__TASK TO CARRY OUT__. Search the listing below, and show each line that includes the word "soon".

──────── EXERCISE DATA

PR #283, opened 2016-12-02
Fixed environment variable handling on Windows (fixes #282)

### LINKED ISSUE #282: AddConfigPath() is not portable
I faced a `panic` today when using `AddConfigPath` with an environment variable.

Basically, I did:

    viper.AddConfigPath("$HOME/.myprogram")
    viper.AddConfigPath("$MYPROGRAM_CONFIG_PATH/.myconfig")

This works fine on UNIX but not on Windows because [the code that looks for the end of the environment variable](https://github.com/spf13/viper/blob/master/util.go#L105) searches for `os.PathSeparator`. Obviously, I can just change the `AddConfigPath` declaration to:

    viper.AddConfigPath("$MYPROGRAM_CONFIG_PATH\\.myconfig")

But it then wouldn't work on UNIX anymore.

I feel like the environment variable parsing code is incorrect: it should not rely on the presence of a `/` (or `\\`) but on the first non valid character for a an environment variable name or the end of the string, whichever comes first.

Before I make a PR for this, what do you think ?

ereOn:


moorereason:
You can remove `userHomeDir()` since I don't think it would be used anymore.  I'm assuming you've tested and confirmed that this PR works as expected in Windows, right?

PS - I'm not a viper Contributor--I'm just a user.

bep:
It looks fine, but it would be really nice with a test or two.

moorereason:
It would be really nice to have AppVeyor.

util.go
```diff
@@ -94,16 +94,33 @@ func insensitiviseMap(m map[string]interface{}) {
...
 
-	if strings.HasPrefix(inPath, "$HOME") {
-		inPath = userHomeDir() + inPath[5:]
-	}
+	inPath = filepath.FromSlash(inPath)
 
-	if strings.HasPrefix(inPath, "$") {
-		end := strings.Index(inPath, string(os.PathSeparator))
-		inPath = os.Getenv(inPath[1:end]) + inPath[end:]
+	if strings.ContainsRune(inPath, '$') {
```
theherk: This will fail builds for the same reason mentioned [here](https://github.com/spf13/viper/pull/287#issuecomment-267423883). The solution is simple, as mentioned [here](https://github.com/spf13/viper/pull/287#issuecomment-267463231).

ereOn: @theherk Done. Sorry for the delay and thanks for the suggestion.

ereOn:
I also fixed the tests on Windows that were incorrectly relying on `path` instead of `path/filepath` resulting in inconsistent failures.

I had the remove the test directory `c\c` on Windows because it is a forbidden name.

All the tests pass now natively on Windows ! You may want to add an AppVeyor integration.

PR #285, opened 2016-12-06
Fix MergeInConfig error return

d33d33:
* **Fixed**: UnsupportedConfigError is returned if config file is not found
Swap getConfigFile and getConfigType call
Add a unit test


d33d33:
Up

d33d33:
Thanks!

PR #286, opened 2016-12-09
[WIP] Add write methods

theherk:
This PR is a work in progress. It is based on earlier code submitted by @g3rk6 in spf13/viper#153. I am working through satisfying the requests in @spf13's comments.

It adds methods to write the configuration back to the file or to a new file. There are methods to do so only if the file does not exist.

The two things stopping this from being done are:
- I cannot determine how to encode the map to hcl. I'm sure there is a way, but I have not worked it out yet. I think it will have to be printed to a writer. It would be nice if there was a map to string method. If anybody has a good idea, let me know.
- I have not written any tests yet. That may take a few.

After this is done, I also intend to add methods to write specific values in the map to file. In that case, you don't have to worry about adding unwanted values like env variables to the file.

### DIFF
--- a/util.go
+++ b/util.go
@@ -21,12 +21,14 @@ import (
 	"strings"
 	"unicode"
 
+	yaml "gopkg.in/yaml.v2"
+
 	"github.com/hashicorp/hcl"
 	"github.com/magiconair/properties"
 	toml "github.com/pelletier/go-toml"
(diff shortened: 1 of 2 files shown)


theherk:
Pull requests opened with wrong committer. Will reopen.

PR #296, opened 2017-01-04
Properly handle string slice values

### LINKED ISSUE #200: String Slices from pflags are not handled correctly by viper.

orian:
Added a code handling a pflag.StringSlice values. Also tested most cases.

It fixes #200.

Similar to: https://github.com/spf13/viper/pull/244

### DIFF
--- a/viper.go
+++ b/viper.go
@@ -21,6 +21,7 @@ package viper
 
 import (
 	"bytes"
+	"encoding/csv"
 	"fmt"
 	"io"
 	"log"
@@ -880,7 +881,9 @@ func (v *Viper) find(lcaseKey string) interface{} {
 			return cast.ToBool(flag.ValueString())
 		case "stringSlice":
 			s := strings.TrimPrefix(flag.ValueString(), "[")
-			return strings.Split(strings.TrimSuffix(s, "]"), ",")
+			s = strings.TrimSuffix(s, "]")
+			res, _ := readAsCSV(s)
+			return res
 		default:
 			return flag.ValueString()
 		}
@@ -947,7 +950,9 @@ func (v *Viper) find(lcaseKey string) interface{} {
 			return cast.ToBool(flag.ValueString())
 		case "stringSlice":
 			s := strings.TrimPrefix(flag.ValueString(), "[")
-			return strings.Split(strings.TrimSuffix(s, "]"), ",")
+			s = strings.TrimSuffix(s, "]")
+			res, _ := readAsCSV(s)
+			return res
 		default:
 			return flag.ValueString()
 		}
@@ -955,6 +960,15 @@ func (v *Viper) find(lcaseKey string) interface{} {
 	// last item, no need to check shadowing
 
 	return nil
+}
+
+func readAsCSV(val string) ([]string, error) {
+	if val == "" {
+		return []string{}, nil
+	}
+	stringReader := strings.NewReader(val)
+	csvReader := csv.NewReader(stringReader)
+	return csvReader.Read()
 }
 
 // IsSet checks to see if the key has been set in any of the data locations.
--- a/viper.go
+++ b/viper.go
@@ -880,7 +880,7 @@ func (v *Viper) find(lcaseKey string) interface{} {
 			return cast.ToBool(flag.ValueString())
 		case "stringSlice":
 			s := strings.TrimPrefix(flag.ValueString(), "[")
-			return strings.TrimSuffix(s, "]")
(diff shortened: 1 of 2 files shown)


nullbio:
Nice, I was just coming to see if any progress had been made on this yet. Hoping to see this merged soon :-)

viper.go
```diff
@@ -880,7 +881,9 @@ func (v *Viper) find(lcaseKey string) interface{} {
 			return cast.ToBool(flag.ValueString())
 		case "stringSlice":
 			s := strings.TrimPrefix(flag.ValueString(), "[")
-			return strings.TrimSuffix(s, "]")
+			s = strings.TrimSuffix(s, "]")
+			res, _ := readAsCSV(s)
```
orian: Thinking out loud: maybe the error should not be silently ignored but shouted loudly as `panic`? Any thoughts?

bep: We silently swallow errors in the other cases, so ...

orian: Ok, let's be consistent ;)

orian:
@bep what about the merge? ;-)

viper_test.go
```diff
@@ -538,6 +538,44 @@ func TestBindPFlags(t *testing.T) {
...
 
+func TestBindPFlagsStringSlice(t *testing.T) {
+	for _, testValue := range []struct {
+		Expected []string
+		Value    string
+	}{
+		{[]string{}, ""},
+		{[]string{"jeden"}, "jeden"},
+		{[]string{"dwa", "trzy"}, "dwa,trzy"},
+		{[]string{"cztery", "piec , szesc"}, "cztery,\"piec , szesc\""}} {
```
Willyham: Use backticks for readability here?

Willyham:
Would love to see this be merged soon.

theckman:
@bep Hey there, just wanted to ping you again to see if you'd be interested in merging this! I'm hitting this issue in a new piece of software I'm using, and would like to use `viper` to handle the PFlag properly.

PR #299, opened 2017-01-13
Add check to see if v.onConfigChange is nil before calling

defond0:
Noticed #175, and thought it would be a relatively quick fix. Just added a check to see if we had a nil pointer at v.onConfigChange inside of WatchConfig. This fixes up the behavior described in #175, lemme know if there is anything else you would like done/ if I missed something.


txomon:
Hey, I was just going to submit this patch. Would it be possible to merge it? It's been here for months...

PR #303, opened 2017-01-21
Fix UnmarshalKey handling of time.Duration

mgilbir:
The use case arose when using UnmarshalKey on structs that contain nested structs that contain a time.Duration it would throw a message like:

`* '[0].Nested.Delay' expected type 'time.Duration', got unconvertible type 'string'`

This PR fixes the handling of time.Duration objects and adds a test for it.


favadi:
Anything needs to be done to have this PR merged?

Issue #312, opened 2017-02-21
Memory Leak Remote-Watch Consul?


wofr:
I'm using Viper to watch some values on Consul (like it is described in your sample see blow)

```
// open a goroutine to watch remote changes forever`
go func(){
    for {
        time.Sleep(time.Second * 5) // delay after each request

        // currently, only tested with etcd support
        err := runtime_viper.WatchRemoteConfig()
        if err != nil {
            log.Errorf("unable to read remote config: %v", err)
            continue
        }

       // unmarshal new config into our runtime config struct. you can also use channel
        // to implement a signal to notify the system of the changes
        runtime_viper.Unmarshal(&runtime_conf)
    }
}()
```

While doing this I observed that amount of go-function increases very fast.  The problem seems to be in the _Watch_ function in the _RemoteProvider_ (see below).  cm.Watch(rp.Path(), nil) creates a go function but without providing (and calling) the cancel channel. Thats why the created go function never stops! 
Thats why with every `runtime_viper.WatchRemoteConfig()` call a new function is created which is not stopped

```
func (rc remoteConfigProvider) Watch(rp viper.RemoteProvider) (io.Reader, error) {
	cm, err := getConfigManager(rp)
	if err != nil {
	    return nil, err
	}`
	resp := <-cm.Watch(rp.Path(), nil)
	err = resp.Error
	if err != nil {
		return nil, err
	}

	return bytes.NewReader(resp.Value), nil
}
```

Regards

Wolfgang

wofr:
Moreover the used lib to access consul (https://github.com/xordataexchange/crypt) is used in a way that also with every call a new go-function is called which never quits, due to the quite-channel is not even observed there.

wofr:
I guess the issue could also be solved by calling runtime_viper.WatchRemoteConfig only once outside the for loop in the go function. 
This should do the trick, but I need to verify this first.

```
go func(){
   err := runtime_viper.WatchRemoteConfig()
   if err != nil {
         log.Errorf("unable to read remote config: %v", err)
         return
    }
    for {
        time.Sleep(time.Second * 5) // delay after each request
        // currently, only tested with etcd support
     
        // unmarshal new config into our runtime config struct. you can also use channel
        // to implement a signal to notify the system of the changes
        runtime_viper.Unmarshal(&runtime_conf)
    }
}()
```

wofr:
Locally I've fixed the issue now.
[...]

PR #313, opened 2017-02-22
Avoid the start of go-routines which are never get stopped (Description Issue #312)

wofr:
This fix would avoid that while using the RemoteWatch-feature go-routines are started which never get stopped what causing a mem-leak (described here)

### DIFF
--- a/remote/remote.go
+++ b/remote/remote.go
@@ -40,6 +40,29 @@ func (rc remoteConfigProvider) Watch(rp viper.RemoteProvider) (io.Reader, error)
 
 	return bytes.NewReader(resp), nil
 }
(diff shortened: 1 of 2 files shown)


Boxx:
Experiencing the same issue with consul and `crypt`. A new goroutine is created for every poll of consul and is never closed.

bep:
@wofr I had to revert this PR and I don't think it is an option to reopen it in GitHub.

It would be good if you could create a new PR with these changes and one important change:

Don't pull dependencies from /remote into the /viper package (crypt).

wofr:
Thats fine. I will remove the import and create another PR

────────────────

__ANSWER BOX__.
Nice, I was just coming to see if any progress had been made on this yet. Hoping to see this merged soon :-)
Would love to see this be merged soon.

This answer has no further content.